▸ YOUR TASK
When the string "readWorkerHeartbeatSnapshot" is part of a line in the data below, report the whole line.

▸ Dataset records
__________

PR #1937, opened 2026-03-28
fix(hooks): return fresh:false for missing heartbeat file

riftzen-bit:
## Bug

`readWorkerHeartbeatSnapshot` in `src/hooks/team-worker-hook.ts` returned `fresh: true` when the heartbeat file did not exist:

```typescript
if (!existsSync(heartbeatPath)) return { last_turn_at: null, fresh: true, missing: true };
```

This caused workers that had never written a heartbeat to be treated as having **fresh** activity. The downstream effect was that `maybeNotifyLeaderAllWorkersIdle` incorrectly considered these workers as active and fresh, leading to **false "all workers idle" notifications** when all workers' status was idle but some had never written a heartbeat file.

## Fix

Changed `fresh: true` to `fresh: false` for missing heartbeat files:

```typescript
if (!existsSync(heartbeatPath)) return { last_turn_at: null, fresh: false, missing: true };
```

A missing heartbeat file means the worker has never reported activity, so it should not be considered "fresh".

## Test

Added `src/hooks/__tests__/team-worker-heartbeat.test.ts` with two regression tests:

1. **Missing heartbeat → no notification**: Verifies that `maybeNotifyLeaderAllWorkersIdle` does NOT send a tmux notification when the heartbeat file is missing (the fix)
2. **Fresh heartbeat → notification fires**: Verifies that when a fresh heartbeat file exists, the notification correctly fires (ensures no over-correction)

## Validation

- `npx vitest run` — 7082 passed (1 pre-existing failure in `session-start-script-context.test.ts` unrelated to this change)
- `npm run build` — success

### DIFF
--- a/src/hooks/__tests__/team-worker-heartbeat.test.ts
+++ b/src/hooks/__tests__/team-worker-heartbeat.test.ts
@@ -1,0 +1,109 @@
+/**
+ * Regression test for: missing heartbeat file should return fresh:false
+ *
+ * Bug: readWorkerHeartbeatSnapshot returned fresh:true when the heartbeat file
+ * didn't exist, causing false "all workers idle" notifications.
+ *
+ * Fix: VAL-SPLIT-001 — missing heartbeat must return fresh:false.
+ */
+
+import { describe, it, expect, beforeEach, afterEach, vi } from 'vitest';
+import { mkdtempSync, mkdirSync, writeFileSync, rmSync } from 'fs';
+import { join } from 'path';
+import { tmpdir } from 'os';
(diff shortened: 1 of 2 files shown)


Yeachan-Heo:
CI failure is in `session-start-script-context.test.ts:149` — this is unrelated to your heartbeat fix. It's a pre-existing test that expects an older project-memory format. We'll handle that separately.

Your change looks correct for the heartbeat `fresh:false` fix. Can you push a rebase on latest `dev` to trigger a fresh CI run?

—

Yeachan-Heo:

—

PR #1938, opened 2026-03-28
fix(lib): use atomicWriteJsonSync in mode-state-io to prevent race condition

riftzen-bit:
## Bug

`writeModeState` in `src/lib/mode-state-io.ts` used `writeFileSync(filePath + '.tmp', ...)` then `renameSync(tmpPath, filePath)`. All concurrent writers shared the same `.tmp` suffix, causing race conditions where one writer's temp file could be overwritten by another before the rename.

## Fix

- Replace manual `writeFileSync` + `renameSync` with `atomicWriteJsonSync` from `./atomic-write.js`, which uses `crypto.randomUUID()` for unique temp file names per write
- Remove unused `writeFileSync` and `renameSync` imports from `fs`
- Include `sessionId` in `_meta` envelope when provided

## Tests

- Updated existing test for temp file absence to reflect atomic write behavior
- Added test verifying `sessionId` is included in `_meta` when provided
- Added test verifying `sessionId` is absent from `_meta` when not provided
- Added test verifying concurrent writes don't collide

## CI

- `npx vitest run` — 7082 passed (1 pre-existing failure in `session-start-script-context.test.ts`, unrelated)
- `npm run build` — success

### DIFF
--- a/src/lib/__tests__/mode-state-io.test.ts
+++ b/src/lib/__tests__/mode-state-io.test.ts
@@ -64,27 +64,46 @@ describe('mode-state-io', () => {
       expect(mode & 0o777).toBe(0o600);
     });
 
-    it('should not leave temp file after successful write', () => {
+    it('should not leave shared .tmp file after successful write (uses atomic write with unique temp)', () => {
       writeModeState('ralph', { active: true }, tempDir);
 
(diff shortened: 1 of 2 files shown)


Yeachan-Heo:

—

PR #1940, opened 2026-03-28
fix(team): revert task to pending when tmux pane creation fails

riftzen-bit:
## Bug

In `src/team/runtime.ts`, `spawnWorkerForTask` marks a task as `in_progress` via `markTaskInProgress` before attempting tmux pane creation. When `tmux split-window` fails and returns an empty `paneId`, the function returns early (`return '`) but the task remains stuck as `in_progress` forever — no one resets it.

## Fix

After the pane creation attempt, if `paneId` is empty/falsy, call `resetTaskToPending(root, taskId, runtime.teamName, runtime.cwd)` wrapped in a try/catch (best-effort revert) before returning early. This ensures the task goes back to `pending` so it can be picked up by another worker.

## Changes

- **`src/team/runtime.ts`**: Added task revert logic in `spawnWorkerForTask` when tmux pane creation fails (empty paneId)
- **`src/__tests__/runtime-task-orphan.test.ts`**: Regression test verifying task reverts to pending on pane creation failure

## Verification

- `npx vitest run` — 7081 passed (1 pre-existing failure in `session-start-script-context.test.ts` unrelated to this change)
- `npm run build` — success

### DIFF
--- a/src/__tests__/runtime-task-orphan.test.ts
+++ b/src/__tests__/runtime-task-orphan.test.ts
@@ -1,0 +1,122 @@
+import { describe, it, expect, vi, beforeEach, afterEach } from 'vitest';
+import { mkdtempSync, mkdirSync, writeFileSync, readFileSync, rmSync } from 'fs';
+import { join } from 'path';
+import { tmpdir } from 'os';
+
+/**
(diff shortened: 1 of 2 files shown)


Yeachan-Heo:

—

__________

▸ EXERCISE RESULT
`readWorkerHeartbeatSnapshot` in `src/hooks/team-worker-hook.ts` returned `fresh: true` when the heartbeat file did not exist:
+ * Bug: readWorkerHeartbeatSnapshot returned fresh:true when the heartbeat file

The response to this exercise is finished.